PR #17719, opened 2026-03-01
fix: prevent nil pointer panic in handleFilterPOST when request body …

### LINKED ISSUE #17718: [Bug] Nil Pointer Dereference / Server Panic in handleFilterPOST when request body is malformed
### Summary

A **nil pointer dereference** exists in `server/handlers/meshery_filter_handler.go` inside the `handleFilterPOST` function. When the HTTP request body fails to decode (e.g., malformed JSON is sent), the error-handling block immediately accesses `parsedBody.FilterData.Name` — but `parsedBody` is still `nil` at this point because the decode failed. This causes a **server-side panic** that crashes the goroutine handling the request instead of returning a proper `400 Bad Request` to the client.

---

### Current Behavior

When a `POST /api/filter` request is made with a malformed or empty JSON body:
1. `json.NewDecoder(r.Body).Decode(&parsedBody)` returns an error.
2. The error handler tries to build an event description using `parsedBody.FilterData.Name`.
3. Since decoding failed, `parsedBody` is `nil` — accessing `.FilterData.Name` on a nil pointer causes a **runtime panic**.
4. The server goroutine crashes; the client receives no meaningful HTTP error response.

---

### Expected Behavior

When an invalid or malformed request body is sent to `POST /api/filter`:
- The server should **not panic**.
- The server should return `HTTP 400 Bad Request` with a useful error message.
- The error event should be persisted and broadcast **without** dereferencing the nil `parsedBody`.

---

### Steps to Reproduce

1. Start the Meshery server locally.
2. Send a POST request to `/api/filter` with invalid JSON:

```bash
curl -X POST http://localhost:9081/api/filter \
  -H "Content-Type: application/json" \
  -d "THIS IS NOT VALID JSON"
```

3. Check the server logs — you will see a panic, and the client will get no proper error response.

---

### Root Cause Analysis

**File:** `server/handlers/meshery_filter_handler.go`
**Function:** `handleFilterPOST`
**Lines:** 103–121

`parsedBody` is declared as a pointer (`*models.MesheryFilterRequestBody`), which defaults to `nil`. When `json.Decode` fails, `parsedBody` is never assigned a value and remains `nil`. The error handler then accesses `parsedBody.FilterData.Name` — dereferencing a nil pointer — causing a fatal runtime panic.

---

### Buggy Code

```go
// server/handlers/meshery_filter_handler.go — lines 103–121
var parsedBody *models.MesheryFilterRequestBody   // parsedBody is nil here

if err := json.NewDecoder(r.Body).Decode(&parsedBody); err != nil {
    invalidReqBody := ErrRequestBody(err)
    h.log.Error(invalidReqBody)

    event := eventBuilder.WithSeverity(events.Error).WithMetadata(map[string]interface{}{
        "error": invalidReqBody,
    //  BUG: parsedBody is still nil — this line causes a runtime panic!
    }).WithDescription(fmt.Sprintf("Filter %s is corrupted.", parsedBody.FilterData.Name)).Build()

    _ = provider.PersistEvent(*event, nil)
    go h.config.EventBroadcaster.Publish(userID, event)
    http.Error(rw, ErrSaveFilter(err).Error(), http.StatusBadRequest)
    addMeshkitErr(&res, ErrGetFilter(err))
    go h.EventsBuffer.Publish(&res)
    return
}
```

---

### Proposed Fix

Replace the unsafe nil dereference with a safe static description string:

```go
// FIXED CODE
var parsedBody *models.MesheryFilterRequestBody

if err := json.NewDecoder(r.Body).Decode(&parsedBody); err != nil {
    invalidReqBody := ErrRequestBody(err)
    h.log.Error(invalidReqBody)

    //  Safe: parsedBody may be nil on decode failure — do NOT access its fields
    event := eventBuilder.WithSeverity(events.Error).WithMetadata(map[string]interface{}{
        "error": invalidReqBody,
    }).WithDescription("Filter request body is corrupted or malformed.").Build()

    _ = provider.PersistEvent(*event, nil)
    go h.config.EventBroadcaster.Publish(userID, event)
    http.Error(rw, ErrSaveFilter(err).Error(), http.StatusBadRequest)
    addMeshkitErr(&res, ErrGetFilter(err))
    go h.EventsBuffer.Publish(&res)
    return
}
```

---

### Diff

```diff
     event := eventBuilder.WithSeverity(events.Error).WithMetadata(map[string]interface{}{
         "error": invalidReqBody,
-    }).WithDescription(fmt.Sprintf("Filter %s is corrupted.", parsedBody.FilterData.Name)).Build()
+    }).WithDescription("Filter request body is corrupted or malformed.").Build()
```

---

### Affected File

| File | Function | Lines |
|------|----------|-------|
| `server/handlers/meshery_filter_handler.go` | `handleFilterPOST` | 112 |

---

### Environment

- **Meshery Server Version:** master branch (all versions with `handleFilterPOST`)
- **Go Version:** 1.21+
- **Platform:** Any (Docker / Kubernetes / Local)
- **Host OS:** Mac, Linux, Windows

---

### Severity

| Field | Value |
|-------|-------|
| **Type** | Runtime Panic — Nil Pointer Dereference |
| **Impact** | Server goroutine crashes on every malformed filter POST request |
| **Exploitability** | Any client sending bad JSON to `POST /api/filter` triggers the panic |
| **Priority** | High |

---

### Additional Notes

- This is a **one-line fix** — just replace the unsafe `parsedBody.FilterData.Name` access with a static string.
- The fix preserves all existing error-handling behavior: correct HTTP 400 status, event logging, and buffer publishing.
- Adding a unit test that sends invalid JSON to `POST /api/filter` would prevent regressions.

---

### Contributor Resources
- 📚 [Contributing to Documentation](https://docs.meshery.io/project/contributing/contributing-docs)
- 🙋 Questions: [Discussion Forum](https://meshery.io/community#community-forums) and [Community Slack](https://slack.meshery.io)

luckyxhq:
## Description

Fixes a **nil pointer dereference panic** in `handleFilterPOST` (`meshery_filter_handler.go`).

Closes #17718

## What was wrong

When a malformed JSON body is sent to `POST /api/filter`, `parsedBody` stays `nil` after a failed decode. The code then accessed `parsedBody.FilterData.Name`, which caused a **server panic**.

## What changed

- Added `parsedBody == nil` check alongside the decode error check
- Set a clear fallback error (`"request body cannot be null"`) when body is nil
- Used the correct error function `ErrSaveFilter` instead of `ErrGetFilter`

## Diff

```diff
- if err := json.NewDecoder(r.Body).Decode(&parsedBody); err != nil {
+ if err := json.NewDecoder(r.Body).Decode(&parsedBody); err != nil || parsedBody == nil {
+   if err == nil {
+     err = fmt.Errorf("request body cannot be null")
+   }
```


luckyxhq:
All checks are passing ,Could you please review when you have time? Happy to make any further changes if needed.
@saurabhraghuvanshii , Thanks.

matrixkavi:
@luckyxhq 
While you are at this, please do a favor to the reviewers by ensuring that you are not copy pasting the issue description also along with the LLM output you are using. This is just an advice out of good will. For a one line change, having a 2 page description doesn’t make sense. In the long run, blind copy-pasting will only hurt online reputation.

luckyxhq:
Thanks for the feedback! That makes sense. I’ll make sure to keep PR descriptions concise and write them in my own words going ,i use big description for the reviewer so i can explain it , forward. I’ll update this PR accordingly. @matrixkavi

luckyxhq:
Updated the PR description to be more concise and in my own words. Please take another look. Thanks!
@matrixkavi

server/handlers/meshery_filter_handler.go
```diff
@@ -103,19 +103,23 @@ func (h *Handler) handleFilterPOST(
 	var parsedBody *models.MesheryFilterRequestBody
 
 	actedUpon := &userID
-	if err := json.NewDecoder(r.Body).Decode(&parsedBody); err != nil {
+	if err := json.NewDecoder(r.Body).Decode(&parsedBody); err != nil || parsedBody == nil {
+		if err == nil {
```
matrixkavi: This should be 
> if parsedBody == nil

matrixkavi (changes requested):
Left review comments

matrixkavi:
Thank you for raising this. If you are finding more instances like this, feel free to add it to the same PR as it is addressing nil pointer panic. If there are too many instances of such issues of not validating pointers before accessing the values pointed to, consider splitting it to multiple PRs.

luckyxhq:
Thanks @matrixkavi ,for the guidance! I’ll review the codebase for similar nil pointer validation gaps and include related fixes where it keeps the scope focused. If the changes grow beyond a reasonable size, I split them into separate PRs to keep things easier to review.

luckyxhq:
that thing that i wrote 
if err := json.NewDecoder(r.Body).Decode(&parsedBody); err != nil || parsedBody == nil

Correct approach (clean separation)
if err != nil {
    // handle decode error
}

if parsedBody == nil {
    // handle nil body case
}

server/handlers/meshery_filter_handler.go
```diff
@@ -103,19 +103,40 @@ func (h *Handler) handleFilterPOST(
...
+		}).WithDescription("Filter request body is corrupted or malformed.").Build()
+
+		_ = provider.PersistEvent(*event, nil)
+		go h.config.EventBroadcaster.Publish(userID, event)
+
+		http.Error(rw, ErrSaveFilter(err).Error(), http.StatusBadRequest)
+		addMeshkitErr(&res, ErrSaveFilter(err))
+		go h.EventsBuffer.Publish(&res)
+		return
+	}
```
matrixkavi, line 128:
```suggestion

	if err := json.NewDecoder(r.Body).Decode(&parsedBody); err != nil {
		invalidReqBody := ErrRequestBody(err)
		h.log.Error(invalidReqBody)

		desc := "Filter is corrupted."
		if parsedBody != nil && parsedBody.FilterData != nil && parsedBody.FilterData.Name != "" {
			desc = fmt.Sprintf("Filter %s is corrupted.", parsedBody.FilterData.Name)
		}

		event := eventBuilder.WithSeverity(events.Error).WithMetadata(map[string]interface{}{
			"error": invalidReqBody,
		}).WithDescription(desc).Build()

		_ = provider.PersistEvent(*event, nil)
		go h.config.EventBroadcaster.Publish(userID, event)

		http.Error(rw, ErrRequestBody(err).Error(), http.StatusBadRequest)
		addMeshkitErr(&res, ErrRequestBody(err))
		go h.EventsBuffer.Publish(&res)
		return
	}
```
I was thinking of this approach. In existing code, we assume that the` parsedBody.FilterData.Name `to be always available while appending the event description. If we get nil values for `parsedBody` after decoding, then this can lead to issues at runtime. Anyway, we are checking and setting `actedUpon` in similar fashion in code below.

matrixkavi (changes requested):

+-------+

Starting from the records above, filter out all lines except those containing the word "EventBroadcaster".

## Written response
    go h.config.EventBroadcaster.Publish(userID, event)
    go h.config.EventBroadcaster.Publish(userID, event)
+		go h.config.EventBroadcaster.Publish(userID, event)
		go h.config.EventBroadcaster.Publish(userID, event)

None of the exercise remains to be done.